5.1 Solving Cyclic 8 and Cyclic 9-Roots

Both cyclic 8 and cyclic 9-roots are relatively small problems, relative compared to the cyclic 12-roots problem. Table 1 summarizes wall clock times and speedups for runs on the cyclic 8 and 9-roots systems. The wall clock time is the real time, elapsed since the start and the end of each run. This includes the CPU time, system time, and is also influenced by other jobs the operating system is running.

Table 1. Wall clock times in seconds with phc -B -tp for p threads.

With 64 threads the time for cyclic 8-roots reduces from 3 min to 20 s and for cyclic 9-roots from 43 min to 2 min and 30 s. Table 2 summarizes the wall clock times with 64 threads in higher precision.

Table 2. Wall clock times with 64 threads in double and quad double precision.

5.2 Solving Cyclic 12-Roots on One Thread

The classical Bézout bound for the system is 479,001,600. This is lowered to 342,875,319 with the application of a linear-product start system. In contrast, the mixed volume of the embedded cyclic 12-roots system equals 983,952.

The wall clock time on the blackbox solver on one thread is about 95 h (almost 4 days). This run includes the computation of the linear-product bound which takes about 3 h. This computation is excluded in the parallel version because the multithreaded version overlaps the mixed volume computation with polyhedral homotopies. While a speedup of about 30 is not optimal, the time reduces from 4 days to less than 3 h with 64 threads, see Table 3.

The blackbox solver does not exploit symmetry, see [1] for such exploitation.

5.3 Pipelined Polyhedral Homotopies

This section concerns the computation of a random coefficient start system used in a homotopy to solve the top dimensional system, to start the cascade homotopies for the cyclic 12-roots system. Table 3 summarizes the wall clock times to solve a random coefficient start system to solve the top dimensional system.

For pipelining, we need at least 2 tasks: one to produce the mixed cells and another to track the paths. The speedup of p tasks is computed over 2 tasks. With 16 threads, the time to solve a random coefficient system is reduced from 17.43 h to 1.17 h. The second part of Table 3 lists the time of solving the random coefficient system relative to the total time of the solver. For 2 threads, solving the random coefficient system takes almost 40% of the total time and then decreases to less than 24% of the total time with 16 threads. Already for 16 threads, the speedup of 13.49 indicates that the production of mixed cells cannot keep up with the pace of tracking the paths.
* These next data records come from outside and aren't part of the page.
PR #63, opened 2022-09-21
OLM-2761: Add validation for package uniqueness

tylerslaton:
# Summary
## Context
There are two things at play for this PR:

1. The PlatformOperator's name
2. The PlatformOperator's `spec.package.name`

## Before

Prior to this PR if two PlatformOperators had different names but the same `spec.package.name` then we would allow them to both get created and the underlying RukPak logic would surface up a collision between them. 

## After
With this PR we are now making it so the core reconciliation loop of the PlatformOperator controller detects when an update would result in a duplicate `spec.package.name` being installed. Instead of allowing the collision to occur during installation we instead now surface a clearer error indicating that a collision would occur.

### DIFF
--- a/internal/validate/validate.go
+++ b/internal/validate/validate.go
@@ -1,0 +1,29 @@
+package validate
+
+import (
+	"context"
+	"fmt"
+
+	"sigs.k8s.io/controller-runtime/pkg/client"
+
+	platformv1alpha1 "github.com/openshift/api/platform/v1alpha1"
+)
+
+func UniquePackage(ctx context.Context, cli client.Client, po *platformv1alpha1.PlatformOperator) error {
+	existingPlatformOperators := &platformv1alpha1.PlatformOperatorList{}
+	if err := cli.List(ctx, existingPlatformOperators); err != nil {
+		return err
+	}
+
+	for _, otherPO := range existingPlatformOperators.Items {
+		if otherPO.Spec.Package.Name == po.Spec.Package.Name {
+			return fmt.Errorf(
+				"%v spec.package.name is not unique, conflicts with PlatformOperator %v",
+				po.Name,
+				otherPO.Name,
+			)
+		}
+	}
+
+	return nil
+}
--- a/internal/validate/validate.go
+++ b/internal/validate/validate.go
@@ -9,18 +9,25 @@ import (
 	platformv1alpha1 "github.com/openshift/api/platform/v1alpha1"
 )
 
+// UniquePackage checks that the provided PlatformOperator contains a unique spec.package.name
+// when compared to the other PlatformOperators existing on cluster.
 func UniquePackage(ctx context.Context, cli client.Client, po *platformv1alpha1.PlatformOperator) error {
 	existingPlatformOperators := &platformv1alpha1.PlatformOperatorList{}
 	if err := cli.List(ctx, existingPlatformOperators); err != nil {
 		return err
 	}
 
-	for _, otherPO := range existingPlatformOperators.Items {
-		if otherPO.Spec.Package.Name == po.Spec.Package.Name {
+	for _, existingPO := range existingPlatformOperators.Items {
+		// check whether we're processing the same PlatformOperator as the parameter
+		if existingPO.GetName() == po.GetName() {
+			continue
+		}
+
+		if existingPO.Spec.Package.Name == po.Spec.Package.Name {
 			return fmt.Errorf(
 				"%v spec.package.name is not unique, conflicts with PlatformOperator %v",
 				po.Name,
-				otherPO.Name,
+				existingPO.Name,
 			)
 		}
 	}
--- a/api/v1alpha1/types.go
+++ b/api/v1alpha1/types.go
@@ -23,6 +23,8 @@ import (
 var (
 	TypeInstalled = "Installed"
 
+	ReasonValidationFailed = "ValidationFailed"
+
 	ReasonSourceFailed  = "SourceFailed"
 	ReasonUnpackPending = "UnpackPending"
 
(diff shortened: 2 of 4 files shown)


internal/validate/validate.go
```diff
@@ -0,0 +1,29 @@
...
+	"sigs.k8s.io/controller-runtime/pkg/client"
+)
+
+var (
+	errNotUniquePackage = errors.New("spec.package.name is not unique")
+)
+
+func UniquePackage(ctx context.Context, cli client.Client, po *platformv1alpha1.PlatformOperator) error {
+	existingPlatformOperators := &platformv1alpha1.PlatformOperatorList{}
+	if err := cli.List(ctx, existingPlatformOperators); !apierrors.IsNotFound(err) {
```
timflannagan, line 18: Can we get a 404 during a list query? Should we just return an error here?

internal/validate/validate.go
```diff
@@ -0,0 +1,29 @@
...
+	"context"
+	"errors"
+
+	platformv1alpha1 "github.com/openshift/api/platform/v1alpha1"
+	apierrors "k8s.io/apimachinery/pkg/api/errors"
+	"sigs.k8s.io/controller-runtime/pkg/client"
+)
+
+var (
+	errNotUniquePackage = errors.New("spec.package.name is not unique")
```
timflannagan, line 13: Do we need to perform any errors.Is operations here? Might be too premature. Not too sure if exported/unexpected makes a difference.

tylerslaton: I was going to use it in our E2E tests so I can easily target it but I get what you're saying here. Its probably premature though.

internal/validate/validate.go
tylerslaton: I don't think we can, you're right. I thought maybe if there were not items?

internal/validate/validate.go
timflannagan: Yeah I think we can just blindly process the error returned by this function at the call site without the want/need to parse based on the error type returned.

internal/validate/validate.go
timflannagan: You'd perform a length check to determine whether there were zero items:

```go
if len(existingPlatformOperators.Items) == 0 {
    ...
}
```

But I don't think we'd need to perform any length checking operations here. My guess is that we wouldn't error out if there were no PO items returned by that list query, despite the PO resource being passed as a parameter as a function. We'd just implicitly accept that we have package uniqueness in this case, and we're working with an out-of-date as no error was returned.

timflannagan:
/retitle OLM-2761: Add validation for package uniqueness

timflannagan (commented):
Looks like we're on the right track. There's some unit test failures I didn't investigate but we should get those checks green before the next round of reviews. I mainly had nits, but I'm wondering if we need integration and e2e feedback given our envtest suite is pretty light.

internal/validate/validate.go
```diff
@@ -0,0 +1,31 @@
...
+	platformv1alpha1 "github.com/openshift/api/platform/v1alpha1"
+)
+
+func UniquePackage(ctx context.Context, cli client.Client, po *platformv1alpha1.PlatformOperator) error {
+	existingPlatformOperators := &platformv1alpha1.PlatformOperatorList{}
+	if err := cli.List(ctx, existingPlatformOperators); err != nil {
+		return err
+	}
+
+	for _, otherPO := range existingPlatformOperators.Items {
```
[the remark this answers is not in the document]
tylerslaton: I see your point, I think that something along the line of `listedPO` given the `po` parameter can be in here as well.

internal/validate/validate.go
```diff
@@ -0,0 +1,31 @@
...
+		notSelf := po.Name != otherPO.Name
+		samePackage := po.Spec.Package.Name == otherPO.Spec.Package.Name
+		if notSelf && samePackage {
```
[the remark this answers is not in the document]
tylerslaton: I think this looks good.

timflannagan (approved):
Can we update the description so it's easier for the no-ff teams to apply the requisite labels? Basically what was the behavior before this change vs. after should be sufficient.

internal/validate/validate.go
```diff
@@ -0,0 +1,36 @@
...
+
+// UniquePackage checks that the provided PlatformOperator contains a unique spec.package.name
+// when compared to the other PlatformOperators existing on cluster.
+func UniquePackage(ctx context.Context, cli client.Client, po *platformv1alpha1.PlatformOperator) error {
+	existingPlatformOperators := &platformv1alpha1.PlatformOperatorList{}
+	if err := cli.List(ctx, existingPlatformOperators); err != nil {
+		return err
+	}
+
+	for _, existingPO := range existingPlatformOperators.Items {
```
joelanford, line 20: I'd propose the we remove the item from this slice that has the earliest timestamp (and tie-break on UID). That way if we're reconciling that one, it won't be considered a duplicate and we'll be able to keep reconciling it.

tylerslaton: That makes sense. What about this situation though:

1. A PlatformOperator `x` gets created with package name `a`
2. Another PlatformOperator `y` gets created with package name `b`
3. I update PlatformOperator `x` to use package name `b` to create a duplicate

What should happen in this case? Technically `x` is the earliest timestamp so by this logic it would reconcile properly.

timflannagan:
We're doing the TE slides so manually adding the px-approval. See https://coreos.slack.com/archives/C030W4V9BHN/p1661875975344669 for more information.

/label px-approved

Holding for QE approval and resolution to https://github.com/openshift/platform-operators/pull/63#discussion_r978183831.

/hold

tylerslaton:
Closing this PR as the current logic works well enough until we have a overarching component that will manage this for us better. The jira issue will remain open in the mean time so that we can eventually come back to this when we have a better view of the landscape.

Dynamic enumeration [15] applies a greedy algorithm to compute all mixed cells and its implementation in DEMiCs [14] produces the mixed cells at a faster pace than MixedVol [8]. Table 4 shows times for the mixed volume computation with DEMiCs [14] in a pipelined version of the polyhedral homotopies.

Table 3. Times of the pipelined polyhedral homotopies versus the total time in the solver phc -B -tp, for increasing values 2, 4, 8, 16, 32, 64 of the tasks p.
Table 4. Times of the pipelined polyhedral homotopies with DEMiCs, for increasing values 2, 4, 8, 16, 32, 64 of tasks p. The last time is an average over 13 runs. With 64 threads the times ranged between 23 min and 47 min.
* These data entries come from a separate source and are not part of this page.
PR #65, opened 2022-09-22
OLM-2772: Update RukPak and PlatformOperator images via kustomize to be their downtream equivalents

tylerslaton:


timflannagan (approved):
Let's make sure that e2e passes before merging this. Adding the required labels as this should be a no-op and the OLM-2772 has the no-* labels specified.

/label qe-approved
/label docs-approved
/label qe-approved

timflannagan:
Holding for green e2e runs.

/hold

timflannagan:
Manually verified that the relevant images are still being correctly scheduled and replaced with the internal CI registry equivalent.

/hold cancel

PR #190, opened 2021-12-23
Fix dependency vulnerabilities and migrate to Webpack 5

jacobobq:
This solves various npm reported vulnerabilities. In order to do this, it was necessary to migrate the project to Webpack 5 and update the version of babel-related packages.

No changes were necessary in the webpack configuration itself as no deprecated features were in use.


nene:
Thanks for the PR. These dependencies have been upgraded now.

PR #193, opened 2022-01-24
Add string types to standard sql

hokaccha:
This PR supports backquotes, raw strings, and raw bytes literals for Standard SQL.

I referred to the bigquery documentation to check the specifics of Standard SQL.
https://cloud.google.com/bigquery/docs/reference/standard-sql/lexical

## Input

```sql
SELECT `col` FROM `tbl` WHERE col = r'val'
```

## Current behavior 

```sql
SELECT
  ` col `
FROM
  ` tbl `
WHERE
  col = r 'val'
```

## after

```sql
SELECT
  `col`
FROM
  `tbl`
WHERE
  col = r'val'
```


nene:
The backticks are now part of standard sql formatter.

Not sure about the `r` and `b` prefixed strings though. Probably should add support for them to bigquery formatter. Created issue: #205

PR #194, opened 2022-02-02
CLI: Make stdout output match written file content

teejae:
Change sql-formatter CLI to output formatted content without extra newline, to match written file content.
- `console.log` -> `process.stdout.write` to not use redundant `\n`
  - Newline is already appended to the `formattedQuery`, so no need for redundant `\n`
- Can be used to diff against original file content


nene:
Thanks for the PR. I've incorporated this change. Though had to do it manually as the master branch has diverged significantly by now.

PR #195, opened 2022-02-02
CLI: Add --check-diff option to check for diffs in output

teejae:


nene:
Thanks for the PR, but not accepting this feature.

This job is better left for a separate command line tool (which could generically compare input & output of any command).

PR #196, opened 2022-02-10
Add RETURNING to postgres top-level words

SteveDeWald:
In the official docs\[1\] `RETURNING` is given the same formatting treatment as `WHERE` and other top-level words.

\[1\]: https://www.postgresql.org/docs/14/dml-returning.html


nene:
Thanks for the PR.

The RETURNING keyword is now properly recognized in Postgres, MariaDB, N1QL and PL/SQL.

PR #197, opened 2022-03-02
Wrap parentheses based on entire line length

johanholmerin:
This probably needs further work but I at least wanted to get it started.

## The issue

The formatter currently wraps parentheses if the content is above a certain length(50). It does not however account for the length of the line before the parentheses. This PR passes the current line length to the wrap check so that it can be used as the initial value, wrapping lines earlier. Lines that don't contain parentheses can still become very long.

I also updated the line length check to account for whitespace, but maybe not doing so was per design.

### Input

```sql
CREATE TABLE some_long_table_name (a INT PRIMARY KEY, b TEXT, c INT NOT NULL, d INT NOT NULL);
```

### Output before

```sql
CREATE TABLE some_long_table_name (a INT PRIMARY KEY, b TEXT, c INT NOT NULL, d INT NOT NULL);
```

### Output after

```sql
CREATE TABLE some_long_table_name (
  a INT PRIMARY KEY,
  b TEXT,
  c INT NOT NULL,
  d INT NOT NULL
);
```

## Related issues:

- https://github.com/zeroturnaround/sql-formatter/issues/40
- https://github.com/zeroturnaround/sql-formatter/issues/5

### DIFF
--- a/src/core/Formatter.js
+++ b/src/core/Formatter.js
@@ -84,7 +84,8 @@ export default class Formatter {
         formattedQuery = this.formatWithSpaces(token, formattedQuery);
         this.previousReservedToken = token;
       } else if (token.type === tokenTypes.OPEN_PAREN) {
-        formattedQuery = this.formatOpeningParentheses(token, formattedQuery);
+        const prevLength = formattedQuery.split('\n').pop().length;
+        formattedQuery = this.formatOpeningParentheses(token, formattedQuery, prevLength);
       } else if (token.type === tokenTypes.CLOSE_PAREN) {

5.4 Solving the Cyclic 12-Roots System in Parallel

As already shown in Table 3, the total time with 2 threads goes down from more than 43 h to less than 3 h , with 64 threads. Table 5 provides a detailed breakup of the wall clock times for each stage in the solver.

Table 5. Wall clock times in seconds for all stages of the solver on cyclic 12-roots. The solving of the top dimension system breaks up in two stages: the solving of a start system (start) and the continuation to the solutions of the top dimensional system (contin). Speedups are good in the cascade stage, but the filter stage contains also the factorization in irreducible components, which does not run in parallel.
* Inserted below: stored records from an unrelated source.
PR #207, opened 2022-05-04
Set exec permission to cli

htaketani:
It seems exec permission of CLI command were lost when filename renamed.
I set exec permission to CLI command.


nene:
Thanks for noticing and sending a patch!

PR #208, opened 2022-05-04
Allow no arguments when cli command is piped

htaketani:
The cli command shows help when no arguments passed.

```
# show help
sql-formatter
```

However, help is also displayed when piped or redirected, as in the following example.

```
# pipe
echo 'select * from tbl where id = 3' | sql-formatter

# redirect
sql-formatter < input.sql
```

I have modified the cli command to not show help when stdin is not tty.


nene:
Thanks for the patch. Much appreciated.

PR #220, opened 2022-05-31
Update typescript imports to use absolute paths

inferrinizzard:
- resolved misc merge conflicts
- bumped typescript version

A run in double precision with 64 threads ends after 7 h and 37 min. This time lies between the times in double precision with 8 threads, 10 h and 39 min, and with 16 threads, 5 h and 27 min (Table 3). Confusing quality with precision, from 8 to 64 threads, the working precision can be doubled with a reduction in time by 3 h, from 10.5 h to 7.5 h.